Once that’s set up do a test run of your crawl, it may take a few minutes but you should end up with a list of about 40 URLs, all Lenovo product pages. If this isn’t the case then run through some of the earlier steps until you’re collecting the right data.

 

4.Target the content

Now you know you’re crawling the right pages, it’s time to look at one of the product pages and find the required information you want to scrape, we’re looking for the containing tag that the key information sits in – Chrome Inspect is the best tool for this task.

If the site is well designed and uses a template for its pages, a rule will be able to grab content from the same area of all of the product pages. There are multiple options within Screaming Frog to select and extract information from a page, but one of the easiest is using CSS Selectors, (these work in exactly the same way as how you’d style a page with CSS) if you’re not familiar with this approach then it isn’t a problem, you can use Chrome and the Inspect tool to copy the selector to your clipboard (as seen in the example below). I won’t go into the details of CSS selectors here, but again there are plenty of tutorials online.

3

For this example, we’ll be collecting the product name and description from the product page with the CSS selectors below:

Product name: #prod-title
Product description: #tabinfo-care-info > span

Copy the selectors and head back to Screaming Frog, go to the ‘Configuration’ drop down, click on ‘Custom’ and then ‘Extraction’, as seen below:

4

Select CSSPath and then name the ‘extractors’ something relevant to the information that’s being gathered, these will be your column headers for any exports. Make sure you’re extracting text (using the drop down on the right) so that you don’t have to remove HTML code from your excel doc later on.

Press OK and then re-crawl the website.

Head to the tab ‘Custom’ and change the drop down to ‘Extraction’, you’ll see a list of your URLs and the content that has been scraped from each of the pages.

5

You can export this into Excel format and you’ll have a list of all the Lenovo laptops from the website including all the product names and product descriptions.

This is just one example of how you can use Screaming Frog to scrape content but there are many many more. Once you’ve tried it out a few times you’ll realise that there’s a lot of other applications for this sort of technique and it can be extremely useful for SEO work, especially on websites with large amounts of pages.

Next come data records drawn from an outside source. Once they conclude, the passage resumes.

PR #415, opened 2022-08-24
Add Samples Directory (and WebCodecs Echo Sample)

aboba:
Fixes https://github.com/w3c/webtransport/issues/416

Live webcodecs echo sample: https://webrtc.internaut.com/wc/wtSender2/

PR #430, opened 2022-10-26
Add WebCodecs-Echo to the samples directory

aboba:
Rebase of https://github.com/w3c/webtransport/pull/415

Live demo: https://webrtc.internaut.com/wc/wtSender10/

Requires Chromium M108+ (to support BYOB reader)

Known issues: 

1. Device selection (different behavior in Chrome vs. Chrome Canary). 
2. FIXED: Non-optimal write strategy (added `await writer.ready`, removed `await` from `writer.write`, `writer.close`)
3. Server support for "cut-through" forwarding
4. Server support for `RESET_STREAM` forwarding
5. PARTIALLY FIXED: Non-optimal read strategy (removed awaits on read side, while {} loop). 
6. FIXED: Add writer.releaseLock() and reader.releaseLock()

### DIFF
--- a/samples/webcodecs-echo/css/main.css
+++ b/samples/webcodecs-echo/css/main.css
@@ -1,0 +1,267 @@
+/*
+ *  Copyright (c) 2015 The WebRTC project authors. All Rights Reserved.
+ *
+ *  Use of this source code is governed by a BSD-style license
+ *  that can be found in the LICENSE file in the root of the source
+ *  tree.
+ */
+.hidden {
+  display: none;
+}
+
+.highlight {
+  background-color: #eee;
+  font-size: 1.2em;
+  margin: 0 0 30px 0;
+  padding: 0.2em 1.5em;
+}
+
+.warning {
+  color: red;
+  font-weight: 400;
+}
+
+@media screen and (min-width: 1000px) {
+  /* hack! to detect non-touch devices */
+  div#links a {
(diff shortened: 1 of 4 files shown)


aboba:
Recent update removes `await` in `writer.write(chunk)`.  This appears to decrease glass-glass latency substantially and reordering is now observed on the receiver (requiring a reordering buffer).  However, partial reliability no longer works.

ricea:
> 3\. Tried using `writer.close().then()` instead of `await writer.close()`. This resulted in much more reordering, but also frame RTTs that grew over time to very high levels (2000+ ms), causing many more aborted writes.  Not exactly sure why this change made so much difference.

This really shouldn't make any difference. Very long RTTs would seem to imply that backpressure is not working effectively.

aboba:
@ricea `writer.close().then()` results in a considerably higher average bitrate than `await writer.close()` and the example is not decreasing the encoding rate based on the increasing frame RTTs. My initial hypothesis was that the sending bandwidth was exceeding the bottleneck bandwidth with `writer.close().then` but not with `await writer.close()`.  However, the increasing frame RTTs are showing up with `writer.close.then()` even when the average bitrate target is greatly reduced (e.g. 100 Kbps).  

WIth frame/stream transport running at 30 fps, a frame RTT of 2 seconds would imply 60 open streams with `writer.close().then()`.  Could that be (part of) the problem?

We’ve used this for a client that had thousands of landing pages that needed to be reviewed, some had optimised text copy and some didn’t, we needed to identify these content gaps, as well as providing recommendations on improving any existing copy.

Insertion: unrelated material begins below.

PR #1158, opened 2025-09-21
Fix crash on empty color primaries name

j-b-m:
The recent commit introducing color primaries (https://github.com/mltframework/mlt/commit/433f9b5c1c04a1684579e371b8041f3796e7a28e) causes crashes in Kdenlive when trying to open some projects.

Creating a simple inclusion rule we crawled each of the landing pages and scraped the content if present. We then used an Excel formula to check for the instances of certain keywords within the scraped copy, basically allowing us to see whether there were any optimisation opportunities for certain pages – This was far quicker and more efficient than manually reviewing each page.

Hopefully that shows you how simple it can be to use screaming frog for content scraping, there are lots of great uses of this technique so let us know if you have any of your own and share in the comments!